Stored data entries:

▼

PR #2256, opened 2025-07-01
[IA-4341] Make feature flags configurable

bmonjoie:
Some feature flags need a configuration on the mobile side. This will allow us to add a configuration to any feature flag and have it exposed in the frontend.

Related JIRA tickets : IA-4341

- [X] Are there enough tests?

## Doc

The code is the truth, and the tests.

## Changes

Add a `configuration` field to the through table of `Project` and `FeatureFlag`.
Change `ProjectSerializer` to expose the newly added configuration. 
Take into account the configuration when saving a project. 
Validate the configuration and the value types.

## How to test

You need to add a `configuration_schema` to a FeatureFlag in the admin.
Example:
```json
{
  "test": {
    "type": "string",
    "default": "Default",
    "description": "This is a test"
  }
}
```

Then, go to edit a project's feature flags. You should see the configuration form under it.

## Print screen / video

image

## Notes

Due to a limitation in `Bluesquare-Component`, I have had to use a hack to expand the table. We need to fix that before we merge.

```
fix: empty instance pop up

Refs: IA-3665
```


iaso/admin/base.py
```diff
@@ -413,10 +414,19 @@ def feature_flags_list(self, obj):
         return ", ".join(flag.name for flag in flags) if len(flags) > 0 else "-"
 
 
+@admin.register(ProjectFeatureFlags)
+@admin_attr_decorator
+class ProjectAdmin(admin.ModelAdmin):
```
tdethier:
```suggestion
class ProjectFeatureFlagsAdmin(admin.ModelAdmin):
```

iaso/models/feature_flags.py
```diff
@@ -0,0 +1,67 @@
+from django.db import models
+from django.utils.translation import gettext_lazy as _
+
+from .project import Project
+
+
+class FeatureFlag(models.Model):
```
tdethier, line 28: Did you remove `HOME_OFFLINE` on purpose?

iaso/api/apps/serializers.py
```diff
@@ -123,5 +130,63 @@ def set_forms_and_feature_flags(instance, forms, feature_flags):
...
-                f_f_object = FeatureFlag.objects.get(code=f_f["code"])
-                instance.feature_flags.add(f_f_object)
+                f_f_object = FeatureFlag.objects.get(code=f_f["featureflag"]["code"])
+                instance.feature_flags.through.save(
+                    ProjectFeatureFlags(
+                        project=instance,
+                        featureflag=f_f_object,
+                        configuration=f_f.get("configuration", None),
+                    )
+                )
```
tdethier: You're going to like this one, less noise 

```suggestion
                instance.feature_flags.add(f_f_object, through_defaults={"configuration": f_f.get("configuration", None)})
```

iaso/api/projects/serializers.py
```diff
@@ -68,3 +77,13 @@ def get_qr_code(self, instance):
             qr_code_options=QRCodeOptions(size="S", image_format="png", error_correction="L"),
         )
         return f"data:image/png;base64,{base64.b64encode(qr_image).decode('utf-8')}"
+
+    def validate_app_id(self, data):
```
tdethier, line 88: Thanks for moving this :+1:

iaso/api/apps/serializers.py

▲

HOW TO COMPLETE THIS TASK >> Would you please repeat all the entries exactly as written?

RESPONSE TO THE EXERCISE >>
PR #2256, opened 2025-07-01
[IA-4341] Make feature flags configurable

bmonjoie:
Some feature flags need a configuration on the mobile side. This will allow us to add a configuration to any feature flag and have it exposed in the frontend.

Related JIRA tickets : IA-4341

- [X] Are there enough tests?

## Doc

The code is the truth, and the tests.

## Changes

Add a `configuration` field to the through table of `Project` and `FeatureFlag`.
Change `ProjectSerializer` to expose the newly added configuration. 
Take into account the configuration when saving a project. 
Validate the configuration and the value types.

## How to test

You need to add a `configuration_schema` to a FeatureFlag in the admin.
Example:
```json
{
  "test": {
    "type": "string",
    "default": "Default",
    "description": "This is a test"
  }
}
```

Then, go to edit a project's feature flags. You should see the configuration form under it.

## Print screen / video

image

## Notes

Due to a limitation in `Bluesquare-Component`, I have had to use a hack to expand the table. We need to fix that before we merge.

```
fix: empty instance pop up

Refs: IA-3665
```


iaso/admin/base.py
```diff
@@ -413,10 +414,19 @@ def feature_flags_list(self, obj):
         return ", ".join(flag.name for flag in flags) if len(flags) > 0 else "-"
 
 
+@admin.register(ProjectFeatureFlags)
+@admin_attr_decorator
+class ProjectAdmin(admin.ModelAdmin):
```
tdethier:
```suggestion
class ProjectFeatureFlagsAdmin(admin.ModelAdmin):
```

iaso/models/feature_flags.py
```diff
@@ -0,0 +1,67 @@
+from django.db import models
+from django.utils.translation import gettext_lazy as _
+
+from .project import Project
+
+
+class FeatureFlag(models.Model):
```
tdethier, line 28: Did you remove `HOME_OFFLINE` on purpose?

iaso/api/apps/serializers.py
```diff
@@ -123,5 +130,63 @@ def set_forms_and_feature_flags(instance, forms, feature_flags):
...
-                f_f_object = FeatureFlag.objects.get(code=f_f["code"])
-                instance.feature_flags.add(f_f_object)
+                f_f_object = FeatureFlag.objects.get(code=f_f["featureflag"]["code"])
+                instance.feature_flags.through.save(
+                    ProjectFeatureFlags(
+                        project=instance,
+                        featureflag=f_f_object,
+                        configuration=f_f.get("configuration", None),
+                    )
+                )
```
tdethier: You're going to like this one, less noise 

```suggestion
                instance.feature_flags.add(f_f_object, through_defaults={"configuration": f_f.get("configuration", None)})
```

iaso/api/projects/serializers.py
```diff
@@ -68,3 +77,13 @@ def get_qr_code(self, instance):
             qr_code_options=QRCodeOptions(size="S", image_format="png", error_correction="L"),
         )
         return f"data:image/png;base64,{base64.b64encode(qr_image).decode('utf-8')}"
+
+    def validate_app_id(self, data):
```
tdethier, line 88: Thanks for moving this :+1:

iaso/api/apps/serializers.py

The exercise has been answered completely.